• ASSIGNMENT
If a line in the material below has the word "methodref", copy it.

• MATERIAL PROVIDED
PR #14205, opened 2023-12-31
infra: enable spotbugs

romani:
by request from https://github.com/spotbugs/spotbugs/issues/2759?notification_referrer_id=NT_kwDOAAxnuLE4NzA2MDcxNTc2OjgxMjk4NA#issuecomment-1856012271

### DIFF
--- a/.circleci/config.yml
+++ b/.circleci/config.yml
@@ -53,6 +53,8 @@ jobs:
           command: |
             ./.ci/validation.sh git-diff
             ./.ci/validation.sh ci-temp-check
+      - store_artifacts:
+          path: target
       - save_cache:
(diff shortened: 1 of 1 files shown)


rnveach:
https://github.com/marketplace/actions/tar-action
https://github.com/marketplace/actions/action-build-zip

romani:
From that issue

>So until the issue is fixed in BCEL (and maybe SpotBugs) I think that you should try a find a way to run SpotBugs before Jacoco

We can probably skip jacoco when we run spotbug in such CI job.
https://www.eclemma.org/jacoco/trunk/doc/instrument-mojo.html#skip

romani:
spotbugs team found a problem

--

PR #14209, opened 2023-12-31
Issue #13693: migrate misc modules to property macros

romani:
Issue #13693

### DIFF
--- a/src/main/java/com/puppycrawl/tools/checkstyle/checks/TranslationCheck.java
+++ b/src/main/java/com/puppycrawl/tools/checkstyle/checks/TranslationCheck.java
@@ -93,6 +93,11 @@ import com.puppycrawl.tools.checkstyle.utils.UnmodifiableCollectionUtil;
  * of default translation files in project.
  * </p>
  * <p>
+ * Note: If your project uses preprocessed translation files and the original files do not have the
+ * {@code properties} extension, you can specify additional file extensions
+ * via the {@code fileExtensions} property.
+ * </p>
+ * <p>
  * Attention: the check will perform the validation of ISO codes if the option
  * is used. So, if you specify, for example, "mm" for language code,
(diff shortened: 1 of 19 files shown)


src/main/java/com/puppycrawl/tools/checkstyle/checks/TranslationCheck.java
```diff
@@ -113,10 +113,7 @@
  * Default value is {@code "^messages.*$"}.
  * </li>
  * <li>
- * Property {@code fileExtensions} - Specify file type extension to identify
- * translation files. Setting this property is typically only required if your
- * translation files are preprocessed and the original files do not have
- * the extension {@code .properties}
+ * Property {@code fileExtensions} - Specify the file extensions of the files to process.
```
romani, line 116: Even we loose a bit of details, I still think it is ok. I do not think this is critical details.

==

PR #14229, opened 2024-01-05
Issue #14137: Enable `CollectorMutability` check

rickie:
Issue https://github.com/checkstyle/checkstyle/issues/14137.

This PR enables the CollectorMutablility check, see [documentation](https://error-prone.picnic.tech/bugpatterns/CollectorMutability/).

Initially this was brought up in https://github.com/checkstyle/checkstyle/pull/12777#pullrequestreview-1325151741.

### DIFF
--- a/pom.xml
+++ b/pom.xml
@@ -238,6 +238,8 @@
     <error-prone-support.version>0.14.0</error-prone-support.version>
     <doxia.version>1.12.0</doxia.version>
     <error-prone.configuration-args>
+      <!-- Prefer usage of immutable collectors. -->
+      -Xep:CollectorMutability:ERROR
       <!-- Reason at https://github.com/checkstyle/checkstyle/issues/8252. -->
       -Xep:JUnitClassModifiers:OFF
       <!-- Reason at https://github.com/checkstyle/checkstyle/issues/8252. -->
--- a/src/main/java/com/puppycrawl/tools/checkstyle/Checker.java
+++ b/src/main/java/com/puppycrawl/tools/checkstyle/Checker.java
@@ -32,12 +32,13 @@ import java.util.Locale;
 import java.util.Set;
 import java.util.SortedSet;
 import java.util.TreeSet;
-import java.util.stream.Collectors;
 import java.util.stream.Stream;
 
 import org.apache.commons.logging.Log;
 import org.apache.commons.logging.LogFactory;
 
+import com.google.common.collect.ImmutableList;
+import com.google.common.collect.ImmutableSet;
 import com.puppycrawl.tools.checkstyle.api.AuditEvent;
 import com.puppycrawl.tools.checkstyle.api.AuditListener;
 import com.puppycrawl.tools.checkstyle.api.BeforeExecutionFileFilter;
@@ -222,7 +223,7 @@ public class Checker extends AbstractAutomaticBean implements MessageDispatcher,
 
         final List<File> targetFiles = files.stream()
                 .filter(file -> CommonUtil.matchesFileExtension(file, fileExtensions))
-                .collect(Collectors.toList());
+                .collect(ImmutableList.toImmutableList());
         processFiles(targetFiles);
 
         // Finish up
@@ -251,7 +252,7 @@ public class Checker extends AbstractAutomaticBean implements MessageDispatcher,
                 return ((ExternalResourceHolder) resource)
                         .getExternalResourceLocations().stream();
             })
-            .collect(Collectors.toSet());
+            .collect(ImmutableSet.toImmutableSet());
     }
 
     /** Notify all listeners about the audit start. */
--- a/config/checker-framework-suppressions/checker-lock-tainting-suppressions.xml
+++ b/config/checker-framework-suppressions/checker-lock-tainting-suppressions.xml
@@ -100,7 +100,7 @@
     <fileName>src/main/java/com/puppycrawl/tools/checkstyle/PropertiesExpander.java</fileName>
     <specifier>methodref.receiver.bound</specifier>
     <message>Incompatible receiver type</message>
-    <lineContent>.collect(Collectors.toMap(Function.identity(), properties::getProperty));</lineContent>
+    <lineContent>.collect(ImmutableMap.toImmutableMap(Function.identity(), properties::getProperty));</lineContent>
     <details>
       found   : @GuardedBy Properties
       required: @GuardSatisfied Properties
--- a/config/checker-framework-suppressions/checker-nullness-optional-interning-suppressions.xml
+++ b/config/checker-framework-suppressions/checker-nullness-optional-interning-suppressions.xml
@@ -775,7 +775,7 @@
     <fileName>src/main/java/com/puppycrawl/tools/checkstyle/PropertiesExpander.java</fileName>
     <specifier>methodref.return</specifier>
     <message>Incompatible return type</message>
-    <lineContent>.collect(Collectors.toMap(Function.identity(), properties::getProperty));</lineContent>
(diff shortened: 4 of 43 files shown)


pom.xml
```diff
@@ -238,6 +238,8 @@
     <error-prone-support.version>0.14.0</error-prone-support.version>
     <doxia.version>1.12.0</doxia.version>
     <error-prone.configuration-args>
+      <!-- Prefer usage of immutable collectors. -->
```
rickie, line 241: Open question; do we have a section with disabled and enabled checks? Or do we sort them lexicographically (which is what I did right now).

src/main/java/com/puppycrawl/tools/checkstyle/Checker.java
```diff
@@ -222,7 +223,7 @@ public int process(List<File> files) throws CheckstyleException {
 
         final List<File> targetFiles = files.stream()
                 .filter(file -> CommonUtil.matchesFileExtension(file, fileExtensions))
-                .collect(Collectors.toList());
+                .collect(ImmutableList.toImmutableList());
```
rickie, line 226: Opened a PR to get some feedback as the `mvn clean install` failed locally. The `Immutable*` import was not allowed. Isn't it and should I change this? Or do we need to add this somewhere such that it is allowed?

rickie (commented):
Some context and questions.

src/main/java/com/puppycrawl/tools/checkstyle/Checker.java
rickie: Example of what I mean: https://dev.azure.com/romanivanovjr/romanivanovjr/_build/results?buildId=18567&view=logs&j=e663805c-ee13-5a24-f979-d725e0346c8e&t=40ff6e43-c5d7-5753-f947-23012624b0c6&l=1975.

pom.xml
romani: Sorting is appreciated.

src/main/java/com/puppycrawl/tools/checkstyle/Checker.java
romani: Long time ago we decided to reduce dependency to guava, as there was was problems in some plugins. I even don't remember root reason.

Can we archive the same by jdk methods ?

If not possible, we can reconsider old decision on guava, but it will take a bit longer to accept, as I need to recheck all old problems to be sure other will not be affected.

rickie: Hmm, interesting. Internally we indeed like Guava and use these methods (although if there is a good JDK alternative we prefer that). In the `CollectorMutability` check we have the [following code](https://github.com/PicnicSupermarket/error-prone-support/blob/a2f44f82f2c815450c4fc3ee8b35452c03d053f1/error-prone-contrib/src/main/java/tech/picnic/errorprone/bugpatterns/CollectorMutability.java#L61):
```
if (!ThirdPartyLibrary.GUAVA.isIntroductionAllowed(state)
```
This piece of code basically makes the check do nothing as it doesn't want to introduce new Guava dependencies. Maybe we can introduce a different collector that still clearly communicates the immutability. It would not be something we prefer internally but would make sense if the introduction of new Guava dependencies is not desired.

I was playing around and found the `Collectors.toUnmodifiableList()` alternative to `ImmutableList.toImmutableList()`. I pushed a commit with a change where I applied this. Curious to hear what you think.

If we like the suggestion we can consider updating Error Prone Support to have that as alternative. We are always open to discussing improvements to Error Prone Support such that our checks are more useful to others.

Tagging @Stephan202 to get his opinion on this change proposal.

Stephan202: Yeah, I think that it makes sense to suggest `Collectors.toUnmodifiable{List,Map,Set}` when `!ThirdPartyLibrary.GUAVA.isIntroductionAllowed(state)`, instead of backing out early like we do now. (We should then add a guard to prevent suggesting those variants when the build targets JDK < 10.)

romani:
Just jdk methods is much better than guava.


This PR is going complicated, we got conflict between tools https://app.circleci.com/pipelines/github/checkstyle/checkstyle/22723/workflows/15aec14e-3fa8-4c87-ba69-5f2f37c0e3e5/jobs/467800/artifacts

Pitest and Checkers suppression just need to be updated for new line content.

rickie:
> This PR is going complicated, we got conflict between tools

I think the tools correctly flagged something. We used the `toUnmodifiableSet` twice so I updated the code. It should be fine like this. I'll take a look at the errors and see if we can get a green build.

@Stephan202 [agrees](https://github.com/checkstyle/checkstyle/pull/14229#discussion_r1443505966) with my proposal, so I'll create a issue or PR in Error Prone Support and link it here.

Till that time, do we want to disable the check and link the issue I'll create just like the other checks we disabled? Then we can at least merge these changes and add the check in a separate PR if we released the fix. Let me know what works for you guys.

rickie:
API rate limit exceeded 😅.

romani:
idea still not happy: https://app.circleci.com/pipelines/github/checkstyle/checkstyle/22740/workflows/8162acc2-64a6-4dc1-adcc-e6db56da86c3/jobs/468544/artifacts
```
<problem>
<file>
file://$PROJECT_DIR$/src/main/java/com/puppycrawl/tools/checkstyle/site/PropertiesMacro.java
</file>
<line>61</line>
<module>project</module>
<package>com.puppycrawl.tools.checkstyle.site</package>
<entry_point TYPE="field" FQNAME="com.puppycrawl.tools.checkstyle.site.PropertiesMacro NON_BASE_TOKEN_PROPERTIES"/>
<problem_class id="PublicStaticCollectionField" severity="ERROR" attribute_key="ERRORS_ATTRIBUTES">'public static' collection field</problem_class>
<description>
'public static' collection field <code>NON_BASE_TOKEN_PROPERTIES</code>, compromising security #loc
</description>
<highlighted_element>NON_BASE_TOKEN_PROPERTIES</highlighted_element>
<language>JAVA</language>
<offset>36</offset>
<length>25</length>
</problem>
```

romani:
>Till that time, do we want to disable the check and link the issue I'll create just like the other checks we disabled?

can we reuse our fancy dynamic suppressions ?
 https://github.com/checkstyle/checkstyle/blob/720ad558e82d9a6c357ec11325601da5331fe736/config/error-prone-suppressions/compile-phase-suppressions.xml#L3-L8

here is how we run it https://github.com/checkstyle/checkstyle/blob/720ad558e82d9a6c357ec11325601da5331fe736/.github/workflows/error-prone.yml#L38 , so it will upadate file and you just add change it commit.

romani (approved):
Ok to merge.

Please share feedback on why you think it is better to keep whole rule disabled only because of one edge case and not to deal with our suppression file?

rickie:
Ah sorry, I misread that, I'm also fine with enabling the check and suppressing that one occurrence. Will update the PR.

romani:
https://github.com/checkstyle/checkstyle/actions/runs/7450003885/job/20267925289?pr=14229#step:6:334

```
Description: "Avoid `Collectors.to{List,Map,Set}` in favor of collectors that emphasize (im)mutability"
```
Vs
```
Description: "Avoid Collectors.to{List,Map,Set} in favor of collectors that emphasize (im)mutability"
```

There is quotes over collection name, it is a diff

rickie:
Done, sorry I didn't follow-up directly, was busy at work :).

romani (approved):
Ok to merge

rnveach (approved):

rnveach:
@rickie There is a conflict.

• ANSWER BOX
     <specifier>methodref.receiver.bound</specifier>
     <specifier>methodref.return</specifier>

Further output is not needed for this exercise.